Closed sydney0zq closed 3 years ago
Hello,
We have contacted you vial email and provided our recent training log, and our advice are as follows:
As for your question with our paper, we suggest you go to https://davischallenge.org/challenge2017/index.html and read related papers. Our learning method during training time is supervised by the mask annotations from all frames in all videos. The problem is semi-supervised, because during inference time, only the annotation of the first frame is given. All VOS papers in semi-supervised literature follow this setting.
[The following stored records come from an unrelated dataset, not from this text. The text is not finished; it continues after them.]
Issue #3080, opened 2022-10-20
Automatically upload Private.SourceBuilt.Artifacts to blob storage on release day


lbussell:
This should go in the `source-build-release` pipeline that is run on release day (we can't upload release artifacts before release day).

PR #3095, opened 2022-10-28
[main] Refactor source-build-release pipeline and upload Private.SourceBuilt archive to blob storage

lbussell:
Fixes https://github.com/dotnet/source-build/issues/3080

Context: https://github.com/dotnet/source-build/issues/3065


eng/source-build-release.yml
```diff
@@ -6,198 +6,236 @@ pool:
...
+    default: false
+  - name: dotnetInstallerOfficialRunID
+    displayName: dotnet-installer-official-ci run ID
+    type: string
+    default: '200XXXX'
+  - name: dotnetInstallerTarballBuildRunID
+    displayName: dotnet-installer-source-build-tarball-build run ID
+    type: string
+    default: '200XXXX'
+  - name: testingMode
```
MichaelSimons, line 47: See previous `isDryRun` comment

eng/templates/variables/installer-pipelines.yml
```diff
@@ -0,0 +1,10 @@
+# Information about dotnet/installer pipelines that won't change and is useful in multiple pipelines
```
MichaelSimons, line 1: What do you see as the scope of these shared variables?  Is it more than just the two release pipelines?  I ask because there appear to be more variables that are shared between the two to declared in each pipeline .e.g blobContainerName

eng/source-build-release.yml
```diff
@@ -6,198 +6,236 @@ pool:
...
+      echo ${{ variables.announcementOrg }}/${{ variables.announcementRepo }} repo ID is ${repo_id}
+
+      query='query { repository(name: "${{ variables.announcementRepo }}", owner: "${{ variables.announcementOrg }}") { discussionCategories(first: 10) { edges { node { id, name } } } } }'
+      echo "${query}"
+      category_id=$( gh api graphql -f query="$query" --template '{{range .data.repository.discussionCategories.edges}}{{if eq .node.name "Announcements"}}{{.node.id}}{{end}}{{end}}' )
+      echo Discussion Category ID is ${category_id}
+
+      echo "##vso[task.setvariable variable=RepoId;]${repo_id}"
+      echo "##vso[task.setvariable variable=DiscussionCategoryId;]${category_id}"
+    displayName: Get category IDs
```
MichaelSimons, line 105: Would this be better named `Get Discussion Category ID`?

eng/source-build-release.yml
```diff
@@ -6,198 +6,236 @@ pool:
...
+      template="$(envsubst < ${template_path}/source-build-release-announcement.md)"
+      # Get the line in the template that is prefixed with "Title:" and remove the prefix
+      title=$(echo "$template" | grep "^Title:" | cut -d " " -f2-)
+      # Get the inverse of the above selection
+      body=$(echo "$template" | grep -v "^Title:")
+
+      query='mutation($RepoId: ID!, $categoryId: ID!, $body: String!, $title: String!) { createDiscussion(input: {repositoryId: $RepoId, categoryId: $categoryId, body: $body, title: $title}) { discussion { url } } }'
+
+      if [ ${{ parameters.testingMode }} = True ]; then
+        echo "Testing mode is set to True, not submitting announcement."
```
MichaelSimons, line 133: For diagnostic purposes, I think it would be useful to emit the announcement content as pipeline output.

eng/source-build-release.yml
lbussell: I had it named `Get Discussion Category ID` but changed the name as I combined the `Get Discussion Category ID` and `Get Repo ID` steps, they are both needed in future steps.

eng/templates/variables/installer-pipelines.yml
lbussell: These are the shared variables that are needed to run `get-build-info.yml`. Unfortunately you can't define `variables` in templates.

I would not consider the blob containers to be the same. They just happen to have the same name, but they're two separate blob containers in different storage accounts.

I'd be interested to hear any other suggestions you have for organizing variables.

MichaelSimons: Yes you raise a good point about the blob containers not needing to be the same.  I have no great suggestions here.

MichaelSimons (approved):

crummel (approved):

Thank you for your interest.
Hi, thanks for releasing the codes and I run your code completely but the results cannot be reproduced at all.
I use DAVIS 2017 as my training set, and evaluate the checkpoints on DAVIS 2017 validation set.
However the results are:
G/J/F: 67.2/65.2/69.2
But in your paper:
G/J/F: 72.3/69.9/74.7
I notice you use 4 GPUS with 16GB memory each and here I only has 4 GPUs with 11GB memory each. I think the hardware difference should NOT make such a significant difference. Could you please have an explanation on that because there are a few fellows issuing the same problems below.
Thanks in advance.
And what's more, your paper says it is a transductive method, however, your codes are TOTALLY different with the equations in your paper, and the masks are not semi-supervised, it is fully supervised by cross-entropy loss.
Please explain the issue which I think it is an essential problem in your paper.